Records to process section start
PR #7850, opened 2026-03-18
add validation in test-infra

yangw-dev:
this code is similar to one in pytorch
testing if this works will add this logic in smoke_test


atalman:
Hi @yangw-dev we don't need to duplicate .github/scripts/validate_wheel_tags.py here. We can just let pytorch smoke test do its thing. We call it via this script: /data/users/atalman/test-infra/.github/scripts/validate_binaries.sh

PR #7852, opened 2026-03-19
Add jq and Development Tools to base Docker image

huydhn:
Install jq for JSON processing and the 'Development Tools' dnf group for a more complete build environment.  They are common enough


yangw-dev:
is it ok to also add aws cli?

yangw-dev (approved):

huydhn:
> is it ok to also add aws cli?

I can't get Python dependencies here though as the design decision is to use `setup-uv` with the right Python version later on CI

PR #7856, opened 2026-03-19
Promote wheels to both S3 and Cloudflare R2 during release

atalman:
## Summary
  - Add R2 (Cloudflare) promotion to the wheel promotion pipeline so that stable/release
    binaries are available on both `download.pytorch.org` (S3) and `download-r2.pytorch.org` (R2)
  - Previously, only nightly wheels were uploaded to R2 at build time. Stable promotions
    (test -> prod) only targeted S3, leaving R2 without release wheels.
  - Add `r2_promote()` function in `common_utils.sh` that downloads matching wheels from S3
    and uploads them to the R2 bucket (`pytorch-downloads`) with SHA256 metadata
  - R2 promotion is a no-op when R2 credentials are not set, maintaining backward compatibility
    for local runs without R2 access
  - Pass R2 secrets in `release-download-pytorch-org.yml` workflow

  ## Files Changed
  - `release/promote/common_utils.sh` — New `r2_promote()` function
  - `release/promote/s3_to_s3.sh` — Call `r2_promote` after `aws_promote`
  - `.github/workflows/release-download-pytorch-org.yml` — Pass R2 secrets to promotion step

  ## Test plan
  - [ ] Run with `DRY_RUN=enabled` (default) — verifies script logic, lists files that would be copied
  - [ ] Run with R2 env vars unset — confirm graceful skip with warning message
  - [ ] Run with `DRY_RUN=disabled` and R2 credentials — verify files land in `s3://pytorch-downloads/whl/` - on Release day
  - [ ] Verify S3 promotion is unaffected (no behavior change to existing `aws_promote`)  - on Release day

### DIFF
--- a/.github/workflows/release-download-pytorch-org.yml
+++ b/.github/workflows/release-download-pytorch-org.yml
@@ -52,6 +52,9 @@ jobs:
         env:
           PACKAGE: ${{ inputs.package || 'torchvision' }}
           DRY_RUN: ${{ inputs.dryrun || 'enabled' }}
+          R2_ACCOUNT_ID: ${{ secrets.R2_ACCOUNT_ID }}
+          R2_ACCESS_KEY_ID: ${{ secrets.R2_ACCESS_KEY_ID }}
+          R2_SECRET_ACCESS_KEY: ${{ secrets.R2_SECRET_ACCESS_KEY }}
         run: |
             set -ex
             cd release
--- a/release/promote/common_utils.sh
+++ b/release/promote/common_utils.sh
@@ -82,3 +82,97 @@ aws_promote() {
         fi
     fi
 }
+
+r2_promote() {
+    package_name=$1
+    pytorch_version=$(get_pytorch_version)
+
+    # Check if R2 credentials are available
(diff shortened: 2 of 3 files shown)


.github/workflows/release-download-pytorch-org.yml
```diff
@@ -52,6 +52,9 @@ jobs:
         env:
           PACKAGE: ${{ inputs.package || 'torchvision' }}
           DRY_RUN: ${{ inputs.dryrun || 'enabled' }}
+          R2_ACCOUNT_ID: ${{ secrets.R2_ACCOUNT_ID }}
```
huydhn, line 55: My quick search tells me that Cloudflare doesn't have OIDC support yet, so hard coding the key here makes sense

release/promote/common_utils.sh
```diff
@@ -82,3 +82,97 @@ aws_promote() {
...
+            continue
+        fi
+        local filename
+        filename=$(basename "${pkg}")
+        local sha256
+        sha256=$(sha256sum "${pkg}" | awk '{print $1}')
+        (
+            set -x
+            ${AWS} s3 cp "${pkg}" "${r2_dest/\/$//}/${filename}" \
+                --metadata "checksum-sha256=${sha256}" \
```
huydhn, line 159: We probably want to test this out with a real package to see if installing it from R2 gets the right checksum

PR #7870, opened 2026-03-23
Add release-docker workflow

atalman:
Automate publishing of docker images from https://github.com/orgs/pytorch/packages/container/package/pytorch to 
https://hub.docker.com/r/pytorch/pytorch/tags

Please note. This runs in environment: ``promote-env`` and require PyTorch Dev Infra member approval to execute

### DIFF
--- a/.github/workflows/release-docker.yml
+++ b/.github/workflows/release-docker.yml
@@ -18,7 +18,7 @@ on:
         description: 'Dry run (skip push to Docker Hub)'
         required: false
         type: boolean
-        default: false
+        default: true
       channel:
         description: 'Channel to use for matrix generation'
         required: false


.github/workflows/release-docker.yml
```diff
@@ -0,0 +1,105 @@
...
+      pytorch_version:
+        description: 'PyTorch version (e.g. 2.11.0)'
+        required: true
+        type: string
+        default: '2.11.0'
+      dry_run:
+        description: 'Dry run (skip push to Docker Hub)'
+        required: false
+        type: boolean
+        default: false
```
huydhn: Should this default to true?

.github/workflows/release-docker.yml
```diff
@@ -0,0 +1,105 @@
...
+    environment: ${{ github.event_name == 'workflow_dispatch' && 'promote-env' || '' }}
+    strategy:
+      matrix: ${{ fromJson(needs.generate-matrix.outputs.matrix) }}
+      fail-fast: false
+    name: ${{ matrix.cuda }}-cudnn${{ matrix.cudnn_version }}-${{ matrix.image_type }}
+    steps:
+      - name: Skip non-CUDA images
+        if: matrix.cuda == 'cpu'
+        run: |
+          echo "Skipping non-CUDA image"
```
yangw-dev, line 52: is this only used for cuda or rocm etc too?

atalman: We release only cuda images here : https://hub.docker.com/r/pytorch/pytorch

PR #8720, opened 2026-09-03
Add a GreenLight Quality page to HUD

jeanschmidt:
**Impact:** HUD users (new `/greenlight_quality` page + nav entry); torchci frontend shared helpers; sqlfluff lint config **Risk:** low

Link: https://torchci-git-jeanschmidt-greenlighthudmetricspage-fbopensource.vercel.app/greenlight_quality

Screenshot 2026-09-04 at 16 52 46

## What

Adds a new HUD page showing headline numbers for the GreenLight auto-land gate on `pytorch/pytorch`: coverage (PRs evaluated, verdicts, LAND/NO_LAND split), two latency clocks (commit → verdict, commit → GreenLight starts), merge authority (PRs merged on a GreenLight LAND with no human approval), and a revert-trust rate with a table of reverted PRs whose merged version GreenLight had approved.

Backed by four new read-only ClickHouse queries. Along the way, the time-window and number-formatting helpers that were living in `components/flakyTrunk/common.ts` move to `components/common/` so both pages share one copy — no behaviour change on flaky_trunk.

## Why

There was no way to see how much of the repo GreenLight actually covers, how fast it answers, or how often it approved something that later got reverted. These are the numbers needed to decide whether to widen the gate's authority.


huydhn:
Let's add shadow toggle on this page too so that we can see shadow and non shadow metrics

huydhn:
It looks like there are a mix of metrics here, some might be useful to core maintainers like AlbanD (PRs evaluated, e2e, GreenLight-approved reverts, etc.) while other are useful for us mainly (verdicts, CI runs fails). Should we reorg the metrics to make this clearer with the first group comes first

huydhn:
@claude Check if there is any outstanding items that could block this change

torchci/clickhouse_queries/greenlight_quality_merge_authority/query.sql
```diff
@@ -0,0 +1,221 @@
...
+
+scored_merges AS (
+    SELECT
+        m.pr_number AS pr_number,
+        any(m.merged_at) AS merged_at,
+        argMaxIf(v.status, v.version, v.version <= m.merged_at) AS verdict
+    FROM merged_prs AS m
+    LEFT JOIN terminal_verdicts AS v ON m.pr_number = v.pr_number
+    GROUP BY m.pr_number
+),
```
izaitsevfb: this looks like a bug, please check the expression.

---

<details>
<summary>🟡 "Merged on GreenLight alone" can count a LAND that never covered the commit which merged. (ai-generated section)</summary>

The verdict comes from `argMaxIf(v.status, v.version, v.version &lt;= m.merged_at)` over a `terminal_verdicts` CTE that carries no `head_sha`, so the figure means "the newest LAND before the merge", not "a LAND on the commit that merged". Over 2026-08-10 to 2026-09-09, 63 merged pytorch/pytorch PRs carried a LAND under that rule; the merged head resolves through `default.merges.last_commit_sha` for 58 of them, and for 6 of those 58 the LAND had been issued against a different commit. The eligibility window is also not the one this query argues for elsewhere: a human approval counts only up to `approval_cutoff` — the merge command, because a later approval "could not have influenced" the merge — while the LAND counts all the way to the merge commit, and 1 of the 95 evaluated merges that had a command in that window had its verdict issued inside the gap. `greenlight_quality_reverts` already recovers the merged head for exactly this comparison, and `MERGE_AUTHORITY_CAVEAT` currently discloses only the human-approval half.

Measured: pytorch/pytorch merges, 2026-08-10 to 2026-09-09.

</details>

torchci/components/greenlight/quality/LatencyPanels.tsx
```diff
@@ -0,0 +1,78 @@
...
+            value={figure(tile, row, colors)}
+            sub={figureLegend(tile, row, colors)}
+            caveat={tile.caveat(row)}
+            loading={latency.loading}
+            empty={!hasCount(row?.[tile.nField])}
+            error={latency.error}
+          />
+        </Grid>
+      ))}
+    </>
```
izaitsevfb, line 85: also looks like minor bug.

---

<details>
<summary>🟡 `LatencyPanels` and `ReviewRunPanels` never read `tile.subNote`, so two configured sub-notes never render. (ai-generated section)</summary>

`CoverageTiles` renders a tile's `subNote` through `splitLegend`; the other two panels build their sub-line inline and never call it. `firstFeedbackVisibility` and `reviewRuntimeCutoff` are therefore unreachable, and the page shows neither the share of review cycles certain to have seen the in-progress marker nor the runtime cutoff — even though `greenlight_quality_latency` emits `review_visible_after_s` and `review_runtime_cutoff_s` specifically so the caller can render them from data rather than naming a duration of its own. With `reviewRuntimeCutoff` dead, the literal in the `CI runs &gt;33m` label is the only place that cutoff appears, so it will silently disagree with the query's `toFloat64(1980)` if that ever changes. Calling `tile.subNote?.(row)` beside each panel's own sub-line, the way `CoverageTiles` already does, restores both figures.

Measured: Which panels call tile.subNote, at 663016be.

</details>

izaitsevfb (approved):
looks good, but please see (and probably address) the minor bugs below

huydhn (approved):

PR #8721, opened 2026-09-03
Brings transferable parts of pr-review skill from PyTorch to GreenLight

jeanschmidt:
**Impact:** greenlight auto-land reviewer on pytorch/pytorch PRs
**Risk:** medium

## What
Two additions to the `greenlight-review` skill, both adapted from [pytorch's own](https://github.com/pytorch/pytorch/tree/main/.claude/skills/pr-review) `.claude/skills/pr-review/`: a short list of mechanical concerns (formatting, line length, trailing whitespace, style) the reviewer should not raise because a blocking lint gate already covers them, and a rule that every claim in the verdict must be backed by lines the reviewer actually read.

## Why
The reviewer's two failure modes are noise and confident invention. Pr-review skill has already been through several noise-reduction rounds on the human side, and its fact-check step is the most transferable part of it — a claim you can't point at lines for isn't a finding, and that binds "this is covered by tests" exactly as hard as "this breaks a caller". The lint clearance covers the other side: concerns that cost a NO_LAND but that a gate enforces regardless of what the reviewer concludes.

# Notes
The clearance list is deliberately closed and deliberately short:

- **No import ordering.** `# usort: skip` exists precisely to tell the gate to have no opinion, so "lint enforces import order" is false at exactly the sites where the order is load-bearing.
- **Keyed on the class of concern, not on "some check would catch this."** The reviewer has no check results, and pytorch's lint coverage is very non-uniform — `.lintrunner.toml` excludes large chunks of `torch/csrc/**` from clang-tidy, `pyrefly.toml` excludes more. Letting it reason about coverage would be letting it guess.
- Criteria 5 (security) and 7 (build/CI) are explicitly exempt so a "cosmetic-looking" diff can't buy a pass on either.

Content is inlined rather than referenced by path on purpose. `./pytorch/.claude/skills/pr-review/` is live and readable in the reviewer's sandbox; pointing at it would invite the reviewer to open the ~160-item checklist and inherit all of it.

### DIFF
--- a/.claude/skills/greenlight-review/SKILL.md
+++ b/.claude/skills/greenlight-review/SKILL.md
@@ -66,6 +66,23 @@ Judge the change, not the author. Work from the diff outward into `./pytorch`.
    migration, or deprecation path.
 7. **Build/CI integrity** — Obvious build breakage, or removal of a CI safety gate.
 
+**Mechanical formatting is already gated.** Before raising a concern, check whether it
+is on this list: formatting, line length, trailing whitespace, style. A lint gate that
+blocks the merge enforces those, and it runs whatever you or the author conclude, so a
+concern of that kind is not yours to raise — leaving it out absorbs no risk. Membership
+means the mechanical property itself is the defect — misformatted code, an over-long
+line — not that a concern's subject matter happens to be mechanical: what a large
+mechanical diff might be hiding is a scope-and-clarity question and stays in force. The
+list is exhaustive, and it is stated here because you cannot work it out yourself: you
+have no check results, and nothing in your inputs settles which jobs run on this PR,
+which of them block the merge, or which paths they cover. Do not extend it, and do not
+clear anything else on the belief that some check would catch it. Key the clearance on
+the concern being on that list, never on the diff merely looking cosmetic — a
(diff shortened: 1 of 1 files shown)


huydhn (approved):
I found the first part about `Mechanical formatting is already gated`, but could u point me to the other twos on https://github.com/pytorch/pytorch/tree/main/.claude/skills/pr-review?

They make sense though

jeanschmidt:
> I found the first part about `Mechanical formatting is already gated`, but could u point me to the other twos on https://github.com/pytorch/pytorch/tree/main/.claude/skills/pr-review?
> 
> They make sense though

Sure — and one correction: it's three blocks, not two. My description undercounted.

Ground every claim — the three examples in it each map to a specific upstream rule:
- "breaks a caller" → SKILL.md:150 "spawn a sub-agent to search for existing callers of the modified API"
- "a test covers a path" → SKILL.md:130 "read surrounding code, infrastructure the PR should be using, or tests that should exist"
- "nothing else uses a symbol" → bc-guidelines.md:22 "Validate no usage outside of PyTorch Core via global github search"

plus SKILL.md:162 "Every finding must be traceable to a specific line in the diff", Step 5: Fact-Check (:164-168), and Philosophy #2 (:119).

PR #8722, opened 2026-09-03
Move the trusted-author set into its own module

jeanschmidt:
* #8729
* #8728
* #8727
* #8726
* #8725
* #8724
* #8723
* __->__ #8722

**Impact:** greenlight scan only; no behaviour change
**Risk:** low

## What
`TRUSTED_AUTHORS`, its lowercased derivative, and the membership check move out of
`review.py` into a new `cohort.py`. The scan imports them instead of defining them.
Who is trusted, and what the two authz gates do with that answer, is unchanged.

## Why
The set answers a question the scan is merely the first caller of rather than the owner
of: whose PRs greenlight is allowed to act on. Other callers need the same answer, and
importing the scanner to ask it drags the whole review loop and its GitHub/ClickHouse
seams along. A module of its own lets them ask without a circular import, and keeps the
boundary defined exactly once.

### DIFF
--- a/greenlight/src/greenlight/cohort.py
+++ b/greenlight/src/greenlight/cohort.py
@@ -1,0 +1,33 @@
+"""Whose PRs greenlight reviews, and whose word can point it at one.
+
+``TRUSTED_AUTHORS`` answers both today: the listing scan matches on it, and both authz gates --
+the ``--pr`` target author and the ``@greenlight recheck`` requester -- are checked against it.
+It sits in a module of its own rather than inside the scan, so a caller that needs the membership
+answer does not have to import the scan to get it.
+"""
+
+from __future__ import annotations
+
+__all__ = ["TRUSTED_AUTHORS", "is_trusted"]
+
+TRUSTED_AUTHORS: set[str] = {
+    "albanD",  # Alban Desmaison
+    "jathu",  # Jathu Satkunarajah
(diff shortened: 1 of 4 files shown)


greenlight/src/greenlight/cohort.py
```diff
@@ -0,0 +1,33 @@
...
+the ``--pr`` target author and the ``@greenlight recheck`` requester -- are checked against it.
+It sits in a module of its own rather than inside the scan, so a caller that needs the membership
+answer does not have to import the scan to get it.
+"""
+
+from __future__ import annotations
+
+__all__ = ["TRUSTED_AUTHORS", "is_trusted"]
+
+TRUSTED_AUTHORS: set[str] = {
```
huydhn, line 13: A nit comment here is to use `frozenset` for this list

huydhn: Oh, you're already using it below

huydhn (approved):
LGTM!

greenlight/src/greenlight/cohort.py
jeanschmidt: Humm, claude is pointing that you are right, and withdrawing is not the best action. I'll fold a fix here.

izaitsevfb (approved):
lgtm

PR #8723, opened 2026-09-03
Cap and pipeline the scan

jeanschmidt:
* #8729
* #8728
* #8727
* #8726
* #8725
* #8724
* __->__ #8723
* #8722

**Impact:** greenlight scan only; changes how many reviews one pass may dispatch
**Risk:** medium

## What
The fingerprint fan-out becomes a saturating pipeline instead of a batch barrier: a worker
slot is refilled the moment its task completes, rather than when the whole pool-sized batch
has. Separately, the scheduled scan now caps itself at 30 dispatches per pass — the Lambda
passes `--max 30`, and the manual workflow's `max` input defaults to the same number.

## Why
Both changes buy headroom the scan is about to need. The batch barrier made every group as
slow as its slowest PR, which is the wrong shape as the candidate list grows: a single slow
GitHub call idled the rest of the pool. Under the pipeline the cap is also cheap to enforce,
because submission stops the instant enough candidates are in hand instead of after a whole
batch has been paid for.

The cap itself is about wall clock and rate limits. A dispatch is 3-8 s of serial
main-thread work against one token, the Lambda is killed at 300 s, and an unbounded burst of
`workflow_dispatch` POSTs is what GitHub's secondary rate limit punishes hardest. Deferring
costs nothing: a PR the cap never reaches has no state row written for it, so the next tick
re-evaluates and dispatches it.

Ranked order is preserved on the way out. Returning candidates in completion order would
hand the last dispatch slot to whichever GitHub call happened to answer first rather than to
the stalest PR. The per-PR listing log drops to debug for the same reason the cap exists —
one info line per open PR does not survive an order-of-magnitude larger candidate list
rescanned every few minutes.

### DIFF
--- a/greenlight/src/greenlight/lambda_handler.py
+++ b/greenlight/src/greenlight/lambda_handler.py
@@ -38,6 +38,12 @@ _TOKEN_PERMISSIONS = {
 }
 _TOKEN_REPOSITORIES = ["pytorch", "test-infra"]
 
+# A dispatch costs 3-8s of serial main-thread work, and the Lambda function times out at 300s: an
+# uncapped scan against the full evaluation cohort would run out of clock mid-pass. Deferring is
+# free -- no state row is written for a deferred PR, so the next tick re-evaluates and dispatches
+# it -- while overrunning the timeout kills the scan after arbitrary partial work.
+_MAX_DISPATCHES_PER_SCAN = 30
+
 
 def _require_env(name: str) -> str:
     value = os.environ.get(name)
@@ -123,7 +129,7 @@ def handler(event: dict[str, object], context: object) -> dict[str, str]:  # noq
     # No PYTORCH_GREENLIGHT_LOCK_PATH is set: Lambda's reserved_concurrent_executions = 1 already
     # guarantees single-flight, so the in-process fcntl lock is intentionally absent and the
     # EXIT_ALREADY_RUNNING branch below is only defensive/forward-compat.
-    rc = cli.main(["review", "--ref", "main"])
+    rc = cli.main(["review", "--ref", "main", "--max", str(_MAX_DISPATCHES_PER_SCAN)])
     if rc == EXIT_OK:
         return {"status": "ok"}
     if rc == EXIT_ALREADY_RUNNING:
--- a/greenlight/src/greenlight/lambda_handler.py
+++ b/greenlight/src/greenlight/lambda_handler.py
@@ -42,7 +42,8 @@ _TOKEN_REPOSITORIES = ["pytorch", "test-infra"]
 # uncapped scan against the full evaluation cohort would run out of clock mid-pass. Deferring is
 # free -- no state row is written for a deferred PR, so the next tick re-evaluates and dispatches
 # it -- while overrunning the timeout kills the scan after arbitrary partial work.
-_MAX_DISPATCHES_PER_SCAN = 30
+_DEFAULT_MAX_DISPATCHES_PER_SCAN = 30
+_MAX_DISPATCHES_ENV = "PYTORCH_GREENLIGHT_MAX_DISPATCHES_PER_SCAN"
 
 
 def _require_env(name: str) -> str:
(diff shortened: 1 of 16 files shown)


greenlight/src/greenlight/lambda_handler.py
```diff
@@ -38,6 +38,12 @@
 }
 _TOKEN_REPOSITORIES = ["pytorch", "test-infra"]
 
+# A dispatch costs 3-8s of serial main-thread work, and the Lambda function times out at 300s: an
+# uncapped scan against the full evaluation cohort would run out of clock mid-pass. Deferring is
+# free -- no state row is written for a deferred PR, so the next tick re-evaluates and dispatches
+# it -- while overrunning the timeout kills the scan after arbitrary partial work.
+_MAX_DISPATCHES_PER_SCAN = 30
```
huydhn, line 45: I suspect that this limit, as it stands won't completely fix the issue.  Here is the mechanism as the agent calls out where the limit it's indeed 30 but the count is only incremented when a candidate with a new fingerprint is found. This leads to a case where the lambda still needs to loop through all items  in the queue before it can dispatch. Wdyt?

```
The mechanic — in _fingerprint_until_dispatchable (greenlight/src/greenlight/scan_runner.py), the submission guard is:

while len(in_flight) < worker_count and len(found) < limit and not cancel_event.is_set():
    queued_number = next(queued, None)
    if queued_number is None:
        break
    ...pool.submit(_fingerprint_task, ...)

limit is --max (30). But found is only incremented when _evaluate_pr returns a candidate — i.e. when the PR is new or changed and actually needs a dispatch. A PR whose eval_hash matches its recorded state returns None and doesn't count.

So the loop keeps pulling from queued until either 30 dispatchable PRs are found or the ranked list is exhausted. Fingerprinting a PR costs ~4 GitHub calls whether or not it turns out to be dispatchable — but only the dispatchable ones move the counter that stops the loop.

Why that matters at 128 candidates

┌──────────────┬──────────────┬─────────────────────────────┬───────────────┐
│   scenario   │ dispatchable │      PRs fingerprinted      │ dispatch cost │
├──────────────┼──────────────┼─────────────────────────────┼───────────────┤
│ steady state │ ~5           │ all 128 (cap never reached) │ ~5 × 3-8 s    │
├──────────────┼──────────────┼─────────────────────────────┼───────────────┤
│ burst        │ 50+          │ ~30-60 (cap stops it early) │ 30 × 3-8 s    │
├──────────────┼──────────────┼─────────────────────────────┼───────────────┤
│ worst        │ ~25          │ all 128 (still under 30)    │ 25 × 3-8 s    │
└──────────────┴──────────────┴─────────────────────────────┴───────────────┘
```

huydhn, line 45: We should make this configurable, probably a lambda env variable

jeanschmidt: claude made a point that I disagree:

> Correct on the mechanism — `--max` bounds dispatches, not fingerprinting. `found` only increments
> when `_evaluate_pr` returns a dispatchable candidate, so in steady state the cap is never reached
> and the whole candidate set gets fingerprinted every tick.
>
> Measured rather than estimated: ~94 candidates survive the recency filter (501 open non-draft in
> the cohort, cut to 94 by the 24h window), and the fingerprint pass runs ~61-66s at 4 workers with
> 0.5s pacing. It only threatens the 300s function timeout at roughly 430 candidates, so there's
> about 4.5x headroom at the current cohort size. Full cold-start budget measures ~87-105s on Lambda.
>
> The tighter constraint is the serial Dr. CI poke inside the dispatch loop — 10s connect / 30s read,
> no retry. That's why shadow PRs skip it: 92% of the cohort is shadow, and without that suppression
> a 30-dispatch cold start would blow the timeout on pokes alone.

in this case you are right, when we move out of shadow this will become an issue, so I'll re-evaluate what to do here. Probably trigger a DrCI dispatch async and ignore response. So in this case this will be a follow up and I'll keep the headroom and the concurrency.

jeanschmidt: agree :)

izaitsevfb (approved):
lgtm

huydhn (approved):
Records to process section end
Find the line with "boundary defined exactly once." in the material above. Reproduce it and each line after it up to and including the line with "slot is refilled".

boundary defined exactly once.

### DIFF
--- a/greenlight/src/greenlight/cohort.py
+++ b/greenlight/src/greenlight/cohort.py
@@ -1,0 +1,33 @@
+"""Whose PRs greenlight reviews, and whose word can point it at one.
+
+``TRUSTED_AUTHORS`` answers both today: the listing scan matches on it, and both authz gates --
+the ``--pr`` target author and the ``@greenlight recheck`` requester -- are checked against it.
+It sits in a module of its own rather than inside the scan, so a caller that needs the membership
+answer does not have to import the scan to get it.
+"""
+
+from __future__ import annotations
+
+__all__ = ["TRUSTED_AUTHORS", "is_trusted"]
+
+TRUSTED_AUTHORS: set[str] = {
+    "albanD",  # Alban Desmaison
+    "jathu",  # Jathu Satkunarajah
(diff shortened: 1 of 4 files shown)


greenlight/src/greenlight/cohort.py
```diff
@@ -0,0 +1,33 @@
...
+the ``--pr`` target author and the ``@greenlight recheck`` requester -- are checked against it.
+It sits in a module of its own rather than inside the scan, so a caller that needs the membership
+answer does not have to import the scan to get it.
+"""
+
+from __future__ import annotations
+
+__all__ = ["TRUSTED_AUTHORS", "is_trusted"]
+
+TRUSTED_AUTHORS: set[str] = {
```
huydhn, line 13: A nit comment here is to use `frozenset` for this list

huydhn: Oh, you're already using it below

huydhn (approved):
LGTM!

greenlight/src/greenlight/cohort.py
jeanschmidt: Humm, claude is pointing that you are right, and withdrawing is not the best action. I'll fold a fix here.

izaitsevfb (approved):
lgtm

PR #8723, opened 2026-09-03
Cap and pipeline the scan

jeanschmidt:
* #8729
* #8728
* #8727
* #8726
* #8725
* #8724
* __->__ #8723
* #8722

**Impact:** greenlight scan only; changes how many reviews one pass may dispatch
**Risk:** medium

## What
The fingerprint fan-out becomes a saturating pipeline instead of a batch barrier: a worker
slot is refilled the moment its task completes, rather than when the whole pool-sized batch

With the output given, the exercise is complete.